Chapter 18 Chain-of-Thought and Reasoning Data Engineering¶

As large models move from "able to answer" toward "able to reason," the priorities of data engineering shift noticeably. For ordinary SFT data, teams tend to focus on whether the input is clear, the output correct, and the style stable. But for reasoning tasks such as math, logic, and code, having only "question–answer" pairs is generally not enough. The key to such tasks is not just what the model finally says, but whether it arrives at that answer along a verifiable, reproducible, and generalizable reasoning path. Many instabilities observed after deployment look on the surface like "occasional wrong answers," but at their root they stem from training data that rewards only final outcomes without constraining intermediate processes—causing the model to apply inconsistent or even erroneous internal strategies across different problem types, difficulty levels, and contexts.

Reasoning data engineering is therefore not a simple extension of ordinary SFT. While retaining the foundational generation methods of SFT and synthetic data, it further introduces a system of reasoning trajectory representation, step-level verification, error classification, difficulty stratification, and process supervision. It requires teams to do more than "produce more samples"; they must build a complete pipeline that spans problem generation, trajectory construction, automatic validation, process labeling, and curriculum organization. Only then will the model learn not a scattered set of answer mappings but a more stable repertoire of reasoning behaviors that hold up across arithmetic, program repair, symbolic derivation, and logical judgment.

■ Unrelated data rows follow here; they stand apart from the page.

PR #2639, opened 2022-06-23
Fix remove property button from ghosting when adding new property element

georgeschena:
### What changed

Updated the scss styles used on the Remove property button

Note: **This issue is around the `add-another` component, which actually affected all pages where you would add another element to a form**

### Why did it change

The old scss stylings caused the button to act in a way which wasn't what we wanted, not allowing the user to remove a property item due to it ghosting.

### Issue tracking

- [P4-3723](https://dsdmoj.atlassian.net/browse/P4-3723)

### DIFF
--- a/common/components/add-another/template.njk
+++ b/common/components/add-another/template.njk
@@ -42,7 +42,7 @@
     {% endif %}
   {% endfor %}
 
-  <div class="app-add-another__add-item {{ 'app-border-top-1 govuk-!-padding-top-5' if items.length > 0 }}">
+  <div class="app-add-another__add-item {{ 'app-border-top-1 govuk-!-padding-top-5 govuk-!-margin-top-4' if items.length > 0 }}">
     {{ govukButton({
       text: t("actions::add_item", {
         context: "with_items" if items.length > 0,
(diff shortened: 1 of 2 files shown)


common/components/add-another/template.njk
```diff
@@ -42,7 +42,7 @@
     {% endif %}
   {% endfor %}
 
-  <div class="app-add-another__add-item {{ 'app-border-top-1 govuk-!-padding-top-5' if items.length > 0 }}">
+  <div class="app-add-another__add-item {{ 'app-border-top-1 govuk-!-padding-top-5 govuk-!-margin-top-4' if items.length > 0 }}">
```
matt-crowson-moj, line 45: Does this mean there is no test coverage for property removal?

matt-crowson-moj (approved):

common/components/add-another/template.njk
georgeschena: There are tests around the `add-another` component here `common/components/add-another/template.test.js`. But not directly testing that it has any styles associated to the component itself it seems. @matt-crowson-moj

georgeschena: The property removal uses this component.

PR #2702, opened 2022-07-18
Allow new content pages to be created in Book a secure move

georgeschena:
### What changed

We have added dedicated content pages where content and designers can add new `dedicatedContent` posts which allow us to generate new url links to display static information.

Within Contentful you now have a new content model where you would create your dedicated content, and then by using the `title` of the post we translate that into a `url slug` which the user can type into the web address bar and be taken to that specific bit of content. 

Once the content has been created all you need to do is visit `content/{URL_SLUG-OF-CONTENT}` and you will be taken to the webpage. 

### Why did it change

As we wanted to send out content designed for specific user groups

### Issue tracking

- [P4-3759](https://dsdmoj.atlassian.net/browse/P4-3759)


app/contnet/content.njk
```diff
@@ -0,0 +1,15 @@
+{% extends "layouts/base.njk" %}
```
Thource, line 1: typo in directory name

georgeschena: Doh

common/services/contentful.ts
```diff
@@ -87,22 +87,37 @@ const service = {
...
-  convertToHTMLFormat: body => documentToHtmlString(body, options),
-  formatDate: date => format(date, DATE_FORMATS.WITH_MONTH),
+  fetchEntryBySlugId: async (slugId: any) => {
+    const entry = await service.client.getEntries({
+      content_type: 'dedicatedContent',
+      'fields.slug[in]': slugId,
+    })
+
+    if (!entry.items?.length) {
+      return []
```
Thource, line 114: I feel like this should be `return undefined` so that the function signature is `Object?` instead of `Object | Array`

Thource (approved):

Thource (approved):

PR #2750, opened 2022-08-05
Add development tool to toggle off the whats new banner

georgeschena:
### What changed

So this change is to add alink in the app-development-tools div when clicked clears the banner-dismissed cookie from the users browser.

### Why did it change

For testing of the banner, we want to bring back the banner after it has been dismissed by the user, so the next user can test out the banner. In order to do this currently you need to go into the browser dev tools and delete the cookie manually, which for no technical users could be a pain. 

### Issue tracking

- [P4-3833](https://dsdmoj.atlassian.net/browse/P4-3833)


app/home/development-tools.ts
```diff
@@ -0,0 +1,27 @@
...
+  cacheEls ($module: any, $document: any) {
+    this.$module = $module
+    this.$document = $document
+  }
+
+  toggleWhatsNewBanner () {
+    const decodedCookie = decodeURIComponent(this.$document.cookie)
+    const cookies = decodedCookie.split(';')
+
+    const result = cookies.filter(cookie => cookie.includes('banner-dismissed'))
```
matt-crowson-moj, line 19: Minor. Rename result to something like `isBannerDismissed`.

matt-crowson-moj (approved):

matt-crowson-moj (dismissed):

matt-crowson-moj (approved):

Thource (approved):

PR #2892, opened 2022-11-08
feat: Add new warning box for incomplete PER when move is today

Thource:
### What changed

A new warning box has been added to the moves overview page when a move is booked for today and the PER is not completed.

### Why did it change

This has changed to make it easier for users to see when a PER needs to be completed.

### Issue tracking

- P4-3931

## Screenshots

| Before | After |
| ------ | ----- |
| <kbd></kbd> | <kbd></kbd> |

#### Automated testing

#### Manual testing

- [ ] Chrome
- [x] Firefox
- [ ] Edge
- [ ] Internet Explorer

### Environment variables


danbenton-mojdt (dismissed):

ElizabethGoddard:
Thanks @Thource! As discussed if you could make the links go directly into the question pages (just for the first time in, so same logic as doing the PER through the other route) for this ticket and the first one that would be great. Other than that, this is approved from my side. Thanks!

danbenton-mojdt (approved):

PR #4038, opened 2025-08-20
Kubectl Plugin: snapshot delete

tiagolobocastro:
chore: update chart image metadata
    
---

    chore: use stdenv with no CC,AR in the nix-shell
    
    This reduces the derivation size when not using internal rust and also
    can prevent ring rebuilds due to CC,AR env var mismatch.

---

    chore: add pre-commit trampoline
    
    Allows us to erase the the references which pre-commit now seems
    to leave around and which interfere with nix-shell and venv.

This chapter is aimed at teams building math, logic, and code reasoning datasets. It systematically discusses why looking only at final answers conceals reasoning defects, how to represent reasoning trajectories, how to perform step-level verification and error classification, how to design difficulty stratification and sample organization schemes, and how to operationalize a sustainable, scalable reasoning data pipeline in real-world engineering.

18.1 Why Looking Only at Final Answers Conceals Reasoning Defects¶

A correct answer does not equal correct reasoning¶

In reasoning tasks, the final answer is merely the external landing point of the entire solution process, not sufficient evidence of the process itself. A model that gives a correct answer may indeed have completed the full chain of condition recognition, rule invocation, state update, and conclusion verification—or it may have simply memorized a template, latched onto surface patterns, or stumbled onto the correct result after a series of wrong steps. For ordinary generation tasks, this phenomenon of "imprecise process but acceptable result" may not be a serious problem. But for highly constrained reasoning tasks such as math, logic, and code, this is precisely one of the most important risk sources to watch for.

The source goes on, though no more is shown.